Graffiti at the former site of a statue of Junípero Serra reads 'Stolen land, stolen people.'
Graffiti at the former site of a statue of Junípero Serra reads ‘Stolen land, stolen people.’ (Joe Fitzgerald Rodriguez/KQED)

And this past July 4, another statue of Serra was torn down in Sacramento’s Capitol Park by protesters following a day of peaceful marches by demonstrators aligned with the Black Lives Matter movement. The same day, Indigenous activists joined forces with Black Lives Matter organizers for a march in Los Angeles, calling for unity and decrying the historical ‘sins’ of the United States.

Black Lives Matter and the Fight Against Serra Monuments

Like the timing of the July 4 marches, the Juneteenth timing of the Golden Gate Park Serra statue toppling was highly symbolic.

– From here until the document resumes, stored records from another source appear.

PR #64314, opened 2025-04-28
Refine 4.15 images

liangxia:

PR #64548, opened 2025-05-06
[AUTO]make opm support rhel8

kuiwang02:
/cc @Xia-Zhao-rh @liangxia 

recently we met all opm cases fail for 4.15, for example, https://issues.redhat.com/browse/OCPQE-29518.

the reason is that PR https://github.com/openshift/release/pull/64314 take opm from https://mirror2.openshift.com/pub/openshift-v4/amd64/clients for 4.15, and it only support rhel9, while 4.15:tools is rhel8, so the error happen
```console
opm: /lib64/libc.so.6: version GLIBC_2.32' not found (required by opm)\nopm: /lib64/libc.so.6: versionGLIBC_2.33' not found (required by opm)\nopm: /lib64/libc.so.6: version `GLIBC_2.34' not found (required by opm)
```

why it does not happen before last week:
it take https://github.com/openshift/openshift-tests-private/blob/release-4.15/images/Dockerfile.golang to make opm which support rhel8.
why there is no such issue for 4.14 and 4.13:
the opm from https://mirror2.openshift.com/pub/openshift-v4/amd64/clients for 4.14 and 4.13 only support rhel8, not rhel9.
why there is no such issue for 4.16 and higher:
the opm from https://mirror2.openshift.com/pub/openshift-v4/amd64/clients for 4.16 and higher support both rhel8 and rhel9. we could get correct opm per :tools image.

so, currently we have to compile it with correct rhel and use it.

### DIFF
--- a/ci-operator/config/openshift/openshift-tests-private/openshift-openshift-tests-private-release-4.15.yaml
+++ b/ci-operator/config/openshift/openshift-tests-private/openshift-openshift-tests-private-release-4.15.yaml
@@ -32,9 +32,17 @@ build_root:
 images:
 - dockerfile_literal: |
     FROM src AS builder
+    RUN mkdir -p /tmp/opmbuild && cd /tmp/opmbuild && pwd && \
+      MIRRORURL=https://mirror2.openshift.com/pub/openshift-v4 && CLIENTURL=${MIRRORURL}/x86_64/clients/ocp/latest-4.15 && \
+      curl -s -k -L ${MIRRORURL}/x86_64/clients/ocp/ -o ocp.html && \
+      rcgaver=$(grep -E "<a href=\"4\.15" ocp.html |cut -d"\"" -f2|cut -d"/" -f1|sort -V|tail -1) && echo "V${rcgaver}V" && \
+      if [ "V${rcgaver}V" != "VV"  ]; then CLIENTURL=${MIRRORURL}/x86_64/clients/ocp/${rcgaver}; fi && \
+      curl -s -k -L ${CLIENTURL}/opm-src.tar.gz -o opm-src.tar.gz  &&  tar -vzxf opm-src.tar.gz && opmdir=$(find ./ -type d -name "operator-framework-olm*") && \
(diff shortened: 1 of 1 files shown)


kuiwang02:
/pj-rehearse pull-ci-openshift-openshift-tests-private-release-4.15-images

ci-operator/config/openshift/openshift-tests-private/openshift-openshift-tests-private-release-4.15.yaml
```diff
@@ -32,9 +32,19 @@ build_root:
 images:
 - dockerfile_literal: |
     FROM src AS builder
+    RUN mkdir -p /tmp/opmbuild && cd /tmp/opmbuild && pwd && \
+      MIRRORURL=https://mirror2.openshift.com/pub/openshift-v4 && CLIENTURL=${MIRRORURL}/x86_64/clients/ocp/candidate && \
+      curl -s -k -L ${MIRRORURL}/x86_64/clients/ocp/ -o ocp.html && curl -s -k -L ${MIRRORURL}/x86_64/clients/ocp-dev-preview/ -o pre.html && \
+      ecver=$(grep -E "<a href=\"candidate-4\.15" pre.html |cut -d"\"" -f2|cut -d"/" -f1|sort -V|tail -1) && echo "V${ecver}V" && \
```
liangxia, line 38: 4.15 has been GAed for a long time, perhaps we can remove those EC stuff.

kuiwang02:
/pj-rehearse pull-ci-openshift-openshift-tests-private-release-4.15-images

ci-operator/config/openshift/openshift-tests-private/openshift-openshift-tests-private-release-4.15.yaml
kuiwang02: @liangxia thanks. updated.

kuiwang02:
@Xia-Zhao-rh could you please add lgtm if it is OK? thanks

@liangxia could you please approve it if it is OK? thanks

“It’s emotional for sure,” says Morning Star Gali about how it feels to see statues come down. A member of the Ajumawi band of the Pit River Tribe — and the project director of the organization Restoring Justice for Indigenous Peoples — Gali has been involved in campaigns for the removal of several statues in the state.

She campaigned against the Sacramento monument to Sutter, and was there to watch it fall. She was present too at the contentious removal of the Early Days statue in San Francisco in 2018, which she and others had worked to remove from public view on account of its portrayal of Native Americans.

‘Early Days,’ part of the Pioneer Monument in San Francisco’s Civic Center, was removed in 2018. (Sam Lefebvre/KQED)

America’s current movement toward social justice, and the deep reckoning with U.S. history that it demands, is “absolutely intersectional,” says Gali.

“There is absolutely a mutual understanding of Black and brown and Indigenous liberation that we understand, and we’ve done a lot of work in the past year to get to the point where we’re at.”

She and her fellow Indigenous activists are active partners with the Anti Police-Terror Project — work that’s seen them hold memorials and vigils to honor Black victims of police brutality. In Sacramento, Gali’s efforts to “de-Serra” the city were purposefully held in partnership with the Anti Police-Terror Project, to “really show the solidarity that we have with one another.”

These statues are, Gali emphasizes, “monuments to racism. These are monuments to genocide. And it’s time for them to come down.”

Morning Star Gali, with her youngest daughters. (Brooke Anderson)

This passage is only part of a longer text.